Axel is having a tragically awful dream. First his painting is interupted, then a large rat steals his keys and it's all capped by a large chunk of ice crash landing directly on the top of his house. Boy is Axel going to be angry when he wakes up. But before he can do that he and his dog are going to travel through two dozen levels solving puzzles and hunting for that large rat. Well, at least it's not one of those dreams where he's standing in front of an audience in his underwear.
This is the set-up to Axel & Pixel, the strange new point and click adventure game from Silver Wish Games (courtesy of 2K Games). For reasons I doubt I'll ever fully understand, Microsoft decided to upload this quiet little game on the same day as another point and click adventure, Sam & Max: Beyond Time and Space. Apparently October 14, 2009 was the day of the graphic adventures, which is fine by me. But just because these two Xbox Live Arcade games share a genre that does not mean they are the same. While Sam & Max chooses comedy, Axel & Pixel takes you on an imaginative adventure unlike anything I've seen before. It's not perfect, but there's certainly enough puzzles to solve to warrant the $10 asking price.
I knew absolutely nothing about Axel & Pixel going in. The faux-box art was intriguing and it had an interesting name, but this Slovakian production had somehow completely passed me by. What I discovered was an interesting point and click adventure, along the lines of Maniac Mansion, Full Throttle and the aforementioned Sam & Max series. But this is not a comedy. While the characters and animations are often cute, there is nothing about the game that is even remotely funny. Instead it's a serious puzzle game where you go from level to level trying to solve all of the puzzles before moving on.

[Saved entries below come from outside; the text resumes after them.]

PR #239, opened 2018-04-26
[3] feat: Support periodic builds

d2lam:
Support periodic builds

Related: https://github.com/screwdriver-cd/screwdriver/issues/688

### DIFF
--- a/lib/job.js
+++ b/lib/job.js
@@ -177,14 +177,14 @@ class Job extends BaseModel {
         const pipelineFactory = PipelineFactory.getInstance();
 
         return super.update()
-            // Update for periodic job
             .then(newJob => pipelineFactory.get(newJob.pipelineId)
                 .then(pipeline => this[executor].startPeriodic({
                     pipeline,
                     job: newJob,
                     tokenGen: this[tokenGen],
                     isUpdate: true
-                })));
+                }))
+                .then(() => this));
     }
 
     /**
@@ -206,8 +206,16 @@ class Job extends BaseModel {
 
         // Remove builds
         return removeBuilds()
-            // Remove periodic job
-            .then(() => this[executor].stopPeriodic({ jobId: this.id }))
+            .then(() => {
+                // Remove periodic job
+                const annotations = this.permutations[0].annotations;
+
+                if (annotations && annotations['beta.screwdriver.cd/buildPeriodically']) {
+                    return this[executor].stopPeriodic({ jobId: this.id });
+                }
+
+                return null;
+            })
             .then(() => super.remove());
     }
 }
--- a/lib/job.js
+++ b/lib/job.js
@@ -2,6 +2,7 @@
 
 const BaseModel = require('./base');
 const hoek = require('hoek');
+const getAnnotations = require('./helper').getAnnotations;
 const PAGINATE_PAGE = 1;
 const PAGINATE_COUNT = 50;
 const START_INDEX = 3;
@@ -208,9 +209,7 @@ class Job extends BaseModel {
         return removeBuilds()
             .then(() => {
                 // Remove periodic job
-                const annotations = this.permutations[0].annotations;
-
-                if (annotations && annotations['beta.screwdriver.cd/buildPeriodically']) {
+                if (getAnnotations(this.permutations[0], 'screwdriver.cd/buildPeriodically')) {
                     return this[executor].stopPeriodic({ jobId: this.id });
                 }
 
--- a/lib/job.js
+++ b/lib/job.js
@@ -5,6 +5,8 @@ const hoek = require('hoek');
 const PAGINATE_PAGE = 1;
 const PAGINATE_COUNT = 50;
 const START_INDEX = 3;
+const executor = Symbol('executor');
+const tokenGen = Symbol('tokenGen');
 
 class Job extends BaseModel {
     /**
@@ -12,11 +14,15 @@ class Job extends BaseModel {
      * @method constructor
      * @param  {Object}     config
      * @param  {Datastore}  config.datastore    Datastore instance
+     * @param  {Object}     config.executor     Object that will perform executor operations
+     * @param  {String}     config.tokenGen     Generator for tokens
      * See model schema
      * @constructor
      */
     constructor(config) {
         super('job', config);
+        this[executor] = config.executor;
+        this[tokenGen] = config.tokenGen;
     }
 
     /**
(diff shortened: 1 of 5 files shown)


Filbird (approved):

lib/jobFactory.js
```diff
@@ -47,7 +57,21 @@ class JobFactory extends BaseFactory {
         c.state = 'ENABLED';
         c.archived = false;
 
-        return super.create(c);
+        return super.create(c).then((job) => {
+            if (!c.permutations ||
+                !c.permutations[0].annotations ||
+                !c.permutations[0].annotations['beta.screwdriver.cd/buildPeriodically']) {
```
pranavrc: Can probably use something like `if (!hoek.reach(c, 'permutations[0].annotations['beta.screwdriver.cd/buildPeriodically']'))` here. Not sure of the exact syntax but you get the idea

d2lam: That doesn't work on array, since `permutations` is an array. 
I can try to simplify it by assuming perm[0] is there.

d2lam: Ah, I remember why I didn't do this in the first place. Even if assuming `permutations[0]` is there, the `hoek.reach` will try to do a reach for `cd` inside `screwdriver` inside `beta` instead of interpreting the whole thing `beta.screwdriver.cd` as a `string`.

lib/jobFactory.js
```diff
@@ -46,8 +56,22 @@ class JobFactory extends BaseFactory {
 
         c.state = 'ENABLED';
         c.archived = false;
+        const perm = c.permutations[0];
+
+        return super.create(c).then((job) => {
+            if (!perm.annotations ||
+                !perm.annotations['beta.screwdriver.cd/buildPeriodically']) {
```
jithine: can we remove `beta` prefix for annotation ?

pranavrc (approved):
image

lib/job.js
```diff
@@ -157,6 +163,30 @@ class Job extends BaseModel {
...
+        // Lazy load factory dependency to prevent circular dependency issues
+        // https://nodejs.org/api/modules.html#modules_cycles
+        /* eslint-disable global-require */
+        const PipelineFactory = require('./pipelineFactory');
+        /* eslint-enable global-require */
+        const pipelineFactory = PipelineFactory.getInstance();
+
+        return super.update()
+            // Update for periodic job
+            .then(newJob => pipelineFactory.get(newJob.pipelineId)
```
jithine: shouldn't it check whether it's a periodic job prior to invoking `startPeriodic`

lib/job.js
```diff
@@ -174,8 +204,11 @@ class Job extends BaseModel {
                     .then(() => removeBuilds());
             }));
 
-        // Remove the job
-        return removeBuilds().then(() => super.remove());
+        // Remove builds
+        return removeBuilds()
+            // Remove periodic job
+            .then(() => this[executor].stopPeriodic({ jobId: this.id }))
```
jithine: shouldn't it check whether it's a periodic job prior to invoking `stopPeriodic`

jithine (changes requested):

lib/jobFactory.js
d2lam: We should keep it consistent with other features: https://docs.screwdriver.cd/user-guide/configuration/annotations

If we want to remove it, I would suggest to make an announcement that we are moving away from beta for ALL, not just this.

lib/job.js
d2lam: I was thinking the check should be done in `executor-queue`, since it can simply check if there is a record in redis, but I can also do an extra check here.

lib/job.js
d2lam: I was thinking the check should be done in `executor-queue`, since it can simply check if there is a record in redis, but I can also do an extra check here.

lib/job.js
minzcmu: We shouldn't do the check here, it's possible that user remove the periodic annotation in the new job. I think the check should be done in the `executor-queue` side since it has a record of the old job if it is a periodic build.

lib/jobFactory.js
jithine: Not necessarily, resources we are revisiting. If we had a common function to parse annotation name, then it would have been easier, since we are hardcoding annotation all over the place, change it now rather than later. 

I see no logic in calling this feature `beta` just because it's configuration is in `annotation`

jithine: This brings my second ask, hide this behind a utility function, which should work if `beta` is present or not. This way when we want to drop `beta` we we don't have to deal with hard coded annotation names.

lib/job.js
```diff
@@ -157,6 +163,30 @@ class Job extends BaseModel {
...
+
+        return super.update()
+            // Update for periodic job
+            .then(newJob => pipelineFactory.get(newJob.pipelineId)
+                .then(pipeline => this[executor].startPeriodic({
+                    pipeline,
+                    job: newJob,
+                    tokenGen: this[tokenGen],
+                    isUpdate: true
+                })));
```
minzcmu: We should still return the job object in the end for the update function, that's the expected behavior

minzcmu (changes requested):

lib/job.js
d2lam: Yup, I brought up this scenario in Pranav's PR. 
The only accurate way is to check if the old job has periodic annotations OR new job has periodic annotations. But I don't think it's possible since the attribute is already changed once it gets here.

lib/jobFactory.js
d2lam: The whole reason why we have `annotations` is because it's meant to be "experimental".
If we revisit, then we should revisit everything.

lib/job.js
```diff
@@ -174,8 +204,19 @@ class Job extends BaseModel {
...
 
-        // Remove the job
-        return removeBuilds().then(() => super.remove());
+        // Remove builds
+        return removeBuilds()
+            .then(() => {
+                // Remove periodic job
+                const annotations = this.permutations[0].annotations;
+
+                if (annotations && annotations['beta.screwdriver.cd/buildPeriodically']) {
```
jithine: can we have a helper function to parse annotation. `getAnnotation(job, name)`. Also drop `beta`

lib/jobFactory.js
```diff
@@ -46,8 +56,21 @@ class JobFactory extends BaseFactory {
 
         c.state = 'ENABLED';
         c.archived = false;
+        const annotations = c.permutations[0].annotations;
+
+        return super.create(c).then((job) => {
+            if (!annotations || !annotations['beta.screwdriver.cd/buildPeriodically']) {
```
jithine: use a helper function, this pattern is being repeated.

jithine (changes requested):

minzcmu (approved):

lib/jobFactory.js
d2lam: I can add it. The reason I didn't add it is because they are spread in 2 different files. This helper function will need a separate file, just for 1 line

jithine (approved):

While the puzzles are always different, many of the levels play out exactly the same way. You enter a stage and see what you have to do, then you have to perform several steps before accomplishing your task and moving on. For example, in one early level you will need to build a boat in order to chase the menacing rat. Thankfully much of the boat has already been made, but you will need to move the butterflies, ring the bell, turn off the pouring water, fix the water spout, fiddle with the flowers, find a leave, turn the water back on and sail away. If you can do all of that in the right order you'll move on to the next level, where you'll have to solve another puzzle.
Thankfully not every level plays out with this formula. Some levels have you putting a jigsaw puzzle together. Another level will have you driving over huge mountains avoiding cliffs. In another level you will need to power your hot air balloon around rocks and other obstacles. These diversions are few and far between, but they often come right when you're getting sick of pointing and clicking.
One surprising twist in Axel & Pixel is the fact that you never directly control either character. While the main character and his dog are always present on screen, you play an omnipresent that is somehow able to interact with the background independently from the main characters. For example, you can use your cursor to interact with animals and trees. This is how you change the level and solve puzzles, all while the characters look on and watch what you do. That's not to say that your characters do nothing, there are a lot of times when you'll click on something and either Axel or his dog, Pixel, will rush over and perform an action. But this is not like most point and click adventure games, in order to succeed you will need to use Axel, Pixel and the magical cursor.